A New Vision for Produced Water
The flip side of this issue is what to do with water after the frac. The injected water flows back, as the non-potable water alongside the desired hydrocarbon is produced. This low-quality water has become the oil and gas industry’s largest on-going waste stream. For years, the industry has sought environmentally responsible and inexpensive ways to deal with this waste stream, settling largely on disposal wells or centralized facilities for treatment and release. However, the evolving view on produced/flowback water is to see it not as a waste stream at all but instead to create a beneficial use for it that would allow the oil and gas industry to be a better community neighbor.
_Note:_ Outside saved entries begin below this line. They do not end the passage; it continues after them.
PR #651, opened 2019-02-26
Fix link indicator on text tile

nileshgulia1:


sneridagh:
@nileshgulia1 take a look at this branch: https://github.com/plone/volto/tree/sneridaghinstantiatelinkplugin it compiles fine, but it doesn't fix the issue. :(

I think it's related with the update of the UI when the tile is instantiated on the fly, the data is fine in the store, and when you saves, everything is in place and works (when the tiles are already instantiated from the beginning. Certainly a problem of UI updating (or lack of).

Maybe a thing for @robgietema to look at closely when he's available.

avoinea:
@tisto @nileshgulia1 I think this was fixed by #1489

nileshgulia1:
Thanks @avoinea

PR #653, opened 2019-02-27
Add SSR helper to get resources (images/files) from the server using the API headers

sneridagh:


sneridagh:
I wake up this morning with this idea... I had to implement it right away.

After this, I really think that SSR is the hidden secret weapon of Volto...

The only "issue" that I see is that we force the SSR server to serve all the images. Do you think that we shouldn't do it for anonymous sessions? It won't be difficult I guess...

Also, if someone requests the image in Volto and it's private, it redirects to Plone... something that we can also polish I guess.

PR #655, opened 2019-02-27
Add error log in the SSR console. Fix edit forms with richtext fields…

sneridagh:
… coming from SSR.


src/server.jsx
```diff
@@ -115,6 +114,10 @@ server
           res.set({
             'Cache-Control': 'public, max-age=60, no-transform',
           });
+
+          // Displays error in console
+          console.error(error);
```
tisto: @sneridagh @robgietema we might want to think about a generic way about how to handle errors in Volto. Maybe factor that out into a function so that we can enhance it easily at a later point. Has nothing to do with this PR directly. Just a thought that crossed my mind.

tisto:
@sneridagh you are on fire man! :)

PR #2213, opened 2021-02-17
New breadcrumbs `INavigationRoot` aware for the *Home* icon

sneridagh:


tiberiuichim:
https://github.com/plone/plone.restapi/blob/master/src/plone/restapi/services/breadcrumbs/get.py#L44

Nice, we're getting closer to our Plone roots :)

tiberiuichim (approved):

PR #2215, opened 2021-02-18
feat: add extendable asyncConnect entries

nzambello:
As referred in the [docs](https://github.com/plone/volto/blob/master/docs/source/developer-guidelines/redux.md) we cannot add actions to SSR handling if not in routes' components.
I added a new entry in config with an extendable list of these actions to be used in `asyncConnect` from App.jsx so addons or site projects can use it to improve performances and be more SEO compliant.

### DIFF
--- a/CHANGELOG.md
+++ b/CHANGELOG.md
@@ -6,6 +6,8 @@
 
 ### Feature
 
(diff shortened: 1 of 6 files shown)


giuliaghisini (approved):

sneridagh:
Superseded by: #2223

Re-using High-TDS Water is a Worthy Goal
Significant technology challenges exist in fulfilling the desire to use flowback/produced water to ease the water demands of hydraulic fracturing. Unlike the water being used now, produced and flowback waters have extremely high levels of total dissolved solids (TDS). TDS is a measure of dissolved matter (salts, organic matter, minerals, etc.) in water. Inorganic constituents (e.g., sodium, calcium, and chloride picked up from the rock formation) contribute most of the total concentration of TDS. Where most water contaminants, like sediments, barium, strontium, and other metals can be easily filtered out of water, the salts that compose the majority of TDS are difficult and expensive to remove. For conventional cross-linked fracture fluids and many common fracturing additives, a low TDS water is a must, forcing operators to choose between the desire to reduce waste and water demands against the costs of their water usage.
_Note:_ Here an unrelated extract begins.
PR #2223, opened 2021-02-20
Router-enabled configurable asyncConnect extenders

tiberiuichim:
This is an enhancement on Nicola's PR, #2215. It basically solves the same problem, with a few differences:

Refining Proppant Transport Technology for High-TDS Water
Yet what if a hydraulic fracturing fluid system could tolerate high TDS water? Suddenly, the dilemma disappears, as operators could eliminate a waste stream and the challenges of water sourcing. Fairmount Santrol has been working on ways to achieve this goal. One focus of our work has been our Propel SSP proppant transport technology system, which was limited to TDS levels of 1,000 ppm and hardness of 500 ppm until January of 2017. Many operators have asked if this transport technology could become feasible with much higher-TDS water. Lab and field work led to a variation on the coating technology that hydrates quickly in high-salinity or high-TDS waters, tolerating TDS levels of up to 350,000 PPM and water hardness of 40,000 PPM.
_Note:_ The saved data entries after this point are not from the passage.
PR #2233, opened 2021-02-23
Improved comments by @rexalex

avoinea:
- Reply comment
- Better icons for users with no icon set
- Tree view of comments

comments


src/components/manage/Form/Form.jsx
```diff
@@ -518,6 +524,24 @@ class Form extends Component {
     return id;
   }
 
+  /**
+   * will prevent event from triggering submit
```
tiberiuichim, line 528: Comment should follow the style of the rest of the file.

tiberiuichim (approved):
Awesome! I've left a comment. Also, the Form API changes are worth mentioning in the changelog

tisto:
Nice. Without having time to look at the code right now: how do we decide if we show threaded comments or flat ones? Do we take the p.a.registry setting from Plone classic into account here?

I am +1 on adding avatar images to the comments (which is the case in Plone classic if I am not mistaken). Though, we might want to do this in a separate PR.

avoinea:
> Nice. Without having time to look at the code right now: how do we decide if we show threaded comments or flat ones? Do we take the p.a.registry setting from Plone classic into account here?

@tisto We do, but I don't remeber seeing settings about flat vs threaded comments.

> I am +1 on adding avatar images to the comments (which is the case in Plone classic if I am not mistaken). Though, we might want to do this in a separate PR.

Indeed, I think we should consider this checkbox from Site Setup > Discussion:

discussion

@rexalex ^

sneridagh (approved):

PR #2239, opened 2021-02-25
Addon loading and discovery through dependencies

tiberiuichim:
With this change, it's now possible to list addons in another addon as a dependency. For example volto-slate can now list `@eeacms/volto-object-widget` as a dependency, in volto-slate/package.json "addons" key, just like the project does. It's also possible to use extra loaders and internally we use a dependency graph to resolve the order of loading the addon loaders.


nzambello (approved):
Haven't tested yet, but LGTM.
This is an interesting feature for addon developers

tiberiuichim:
There's a few edge cases that I need to solve before being ready to be merged.

tiberiuichim:
Problems fixed, good to go. Give it a try, though there's a ton of cases that can be encountered "in the wild":

- main addon with node_modules installed dependency addons
- various of combinations of installed (node_modules) vs development addons
- various levels of inter-addon dependencies (addon A dependens on addon B, addon B depends on several extra loaders from addon B)
- development addon can be symlinks to parent folder

sneridagh (approved):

Improved Proppant Transport for Greater Penetration and Stacked Height
Like the freshwater version of Propel SSP, the new Propel SSP 350 proppant transport technology allows for a slickwater-style hydraulic fracture without the detrimental issues of poor proppant transport. Like its predecessor, this new coating chemistry reduces the effective density of the propping sand, driving greater horizontal penetration into fractures and allowing the sand to “stack” in the fracture to improve propped height. It also maintains an inherent friction-reducing quality that eliminates the need for friction reducer at moderate to high proppant concentrations* while exhibiting exceptionally low fluid viscosity.
A New, Value-Added Way to Think About Produced Water
Using this technology, operators have new flexibility in how they view their need for water. Rather than competing with others for a limited supply of freshwater or investing in expensive recycling facilities, a new opportunity exists to move wastewater from one pad to another and immediately reuse it with minimal pre-treatment, reducing transportation costs, disposal costs, and freshwater costs. It is a technology that manages the risks of tomorrow while creating better wells today.